**Aim of the exercise**: Retype the entries exactly. Include every line.

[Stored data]
--- START ---

PR #3, opened 2021-05-06
APM-293899 set up Travis pipeline

wojtasskorcz:


.travis.yml
```diff
@@ -0,0 +1,46 @@
...
+      # using 'script' instead of 'before_deploy' because it's unskippable in Python environment
+      # https://docs.travis-ci.com/user/languages/python/#default-build-script
+      script:
+        - chmod +x build-release-package.sh
+        - chmod +x version.sh
+        - ./build-release-package.sh # needs Python environment internally
+      deploy:
+        provider: releases
+        api_key: $GITHUB_RELEASE_API_KEY
+        file: ./dynatrace-aws-log-forwarder.zip
```
wojtasskorcz, line 43: I opted for a single release package (unlike Azure) because:

- It doesn't require CloudFormation template modifications in Travis, see: https://github.com/dynatrace-oss/dynatrace-azure-log-forwarder/blob/master/.travis.yml#L41
- It works even after repo rename or any other changes to the URL of the remote files
- `aws lambda update-function-code` doesn't support remote GH files, only local ones or S3

.travis.yml
```diff
@@ -0,0 +1,36 @@
+language: shell
+notifications:
+  email:
+    on_success: never
+stages:
+- tests
+- deployment
+env:
+  global:
+    - RELEASE_REPO_TO_FIND="https://github.com/dynatrace-oss/dynatrace-aws-log-forwarder/releases/download/latest/"
```
wojtasskorcz, line 10: remove

pipeline/Dockerfile
```diff
@@ -0,0 +1,7 @@
+FROM public.ecr.aws/sam/build-python3.8
```
wojtasskorcz, line 1: use `amazon/aws-sam-cli-build-image-python3.8`

.travis.yml
```diff
@@ -0,0 +1,36 @@
...
+        - docker run --rm lambda_image bash -c 'python3 -m pylint --rcfile=pipeline/pylint.cfg $(find src/ -name "*.py")'
+        - docker run --rm lambda_image bash -c 'cd src && python3 -m pytest -v ../tests/unit'
+    - stage: deployment
+      name: Github Release Deployment
+      if: tag =~ /^release.*$/
+      language: shell
+      services: docker
+      script: >
+        docker run --rm -v `pwd`:/var/task amazon/aws-sam-cli-build-image-python3.8 bash -c
+        'chmod +x build-release-package.sh && chmod +x version.sh && chmod +x dynatrace-aws-logs.sh && ./build-release-package.sh'
```
wojtasskorcz, line 29: try to remove chmod (keep +x in git)

mmajcher (approved):

.travis.yml
```diff
@@ -0,0 +1,36 @@
...
+      name: Tests & Linting
+      language: shell
+      services: docker
+      script:
+        - docker build -f pipeline/Dockerfile -t lambda_image .
+        - docker run --rm lambda_image bash -c 'python3 -m pylint --rcfile=pipeline/pylint.cfg $(find src/ -name "*.py")'
+        - docker run --rm lambda_image bash -c 'cd src && python3 -m pytest -v ../tests/unit'
+    - stage: deployment
+      name: Github Release Deployment
+      if: tag =~ /^release.*$/
```
dt-be, line 20: summary from what you explained: new tag "release.*" triggers entire travis build + as this condition is true, also release package is created and lands in here:
https://github.com/dynatrace-oss/dynatrace-aws-log-forwarder/releases

Afterwards one-liner should be adapted to use latest release

.travis.yml
wojtasskorcz: it worked! :)

version.sh
```diff
@@ -0,0 +1,36 @@
...
+#     WITHOUT WARRANTIES OR CONDITIONS OF ANY KIND, either express or implied.
+#     See the License for the specific language governing permissions and
+#     limitations under the License.
+
+echo  "Travis tag     '$TRAVIS_TAG'"
+echo  "Travis commit  '$TRAVIS_COMMIT'"
+
+version=""
+
+if [ -n "$TRAVIS_TAG" ]
```
dt-be, line 21: summary from what you explained: 
- these are Travis env vars
- as this version.sh is used only when during "deployment" stage/building the release zip, which is triggered by adding "release.*" tag, the TRAVIS_TAG should be there, and this is just in case

.travis.yml
```diff
@@ -0,0 +1,36 @@
+language: shell
+notifications:
+  email:
+    on_success: never
```
dt-be, line 4: Personally I'd opt for having an email about new releases (not about every build)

--- END ---

**Your response**:
PR #3, opened 2021-05-06
APM-293899 set up Travis pipeline

wojtasskorcz:


.travis.yml
```diff
@@ -0,0 +1,46 @@
...
+      # using 'script' instead of 'before_deploy' because it's unskippable in Python environment
+      # https://docs.travis-ci.com/user/languages/python/#default-build-script
+      script:
+        - chmod +x build-release-package.sh
+        - chmod +x version.sh
+        - ./build-release-package.sh # needs Python environment internally
+      deploy:
+        provider: releases
+        api_key: $GITHUB_RELEASE_API_KEY
+        file: ./dynatrace-aws-log-forwarder.zip
```
wojtasskorcz, line 43: I opted for a single release package (unlike Azure) because:

- It doesn't require CloudFormation template modifications in Travis, see: https://github.com/dynatrace-oss/dynatrace-azure-log-forwarder/blob/master/.travis.yml#L41
- It works even after repo rename or any other changes to the URL of the remote files
- `aws lambda update-function-code` doesn't support remote GH files, only local ones or S3

.travis.yml
```diff
@@ -0,0 +1,36 @@
+language: shell
+notifications:
+  email:
+    on_success: never
+stages:
+- tests
+- deployment
+env:
+  global:
+    - RELEASE_REPO_TO_FIND="https://github.com/dynatrace-oss/dynatrace-aws-log-forwarder/releases/download/latest/"
```
wojtasskorcz, line 10: remove

pipeline/Dockerfile
```diff
@@ -0,0 +1,7 @@
+FROM public.ecr.aws/sam/build-python3.8
```
wojtasskorcz, line 1: use `amazon/aws-sam-cli-build-image-python3.8`

.travis.yml
```diff
@@ -0,0 +1,36 @@
...
+        - docker run --rm lambda_image bash -c 'python3 -m pylint --rcfile=pipeline/pylint.cfg $(find src/ -name "*.py")'
+        - docker run --rm lambda_image bash -c 'cd src && python3 -m pytest -v ../tests/unit'
+    - stage: deployment
+      name: Github Release Deployment
+      if: tag =~ /^release.*$/
+      language: shell
+      services: docker
+      script: >
+        docker run --rm -v `pwd`:/var/task amazon/aws-sam-cli-build-image-python3.8 bash -c
+        'chmod +x build-release-package.sh && chmod +x version.sh && chmod +x dynatrace-aws-logs.sh && ./build-release-package.sh'
```
wojtasskorcz, line 29: try to remove chmod (keep +x in git)

mmajcher (approved):

.travis.yml
```diff
@@ -0,0 +1,36 @@
...
+      name: Tests & Linting
+      language: shell
+      services: docker
+      script:
+        - docker build -f pipeline/Dockerfile -t lambda_image .
+        - docker run --rm lambda_image bash -c 'python3 -m pylint --rcfile=pipeline/pylint.cfg $(find src/ -name "*.py")'
+        - docker run --rm lambda_image bash -c 'cd src && python3 -m pytest -v ../tests/unit'
+    - stage: deployment
+      name: Github Release Deployment
+      if: tag =~ /^release.*$/
```
dt-be, line 20: summary from what you explained: new tag "release.*" triggers entire travis build + as this condition is true, also release package is created and lands in here:
https://github.com/dynatrace-oss/dynatrace-aws-log-forwarder/releases

Afterwards one-liner should be adapted to use latest release

.travis.yml
wojtasskorcz: it worked! :)

version.sh
```diff
@@ -0,0 +1,36 @@
...
+#     WITHOUT WARRANTIES OR CONDITIONS OF ANY KIND, either express or implied.
+#     See the License for the specific language governing permissions and
+#     limitations under the License.
+
+echo  "Travis tag     '$TRAVIS_TAG'"
+echo  "Travis commit  '$TRAVIS_COMMIT'"
+
+version=""
+
+if [ -n "$TRAVIS_TAG" ]
```
dt-be, line 21: summary from what you explained: 
- these are Travis env vars
- as this version.sh is used only when during "deployment" stage/building the release zip, which is triggered by adding "release.*" tag, the TRAVIS_TAG should be there, and this is just in case

.travis.yml
```diff
@@ -0,0 +1,36 @@
+language: shell
+notifications:
+  email:
+    on_success: never
```
dt-be, line 4: Personally I'd opt for having an email about new releases (not about every build)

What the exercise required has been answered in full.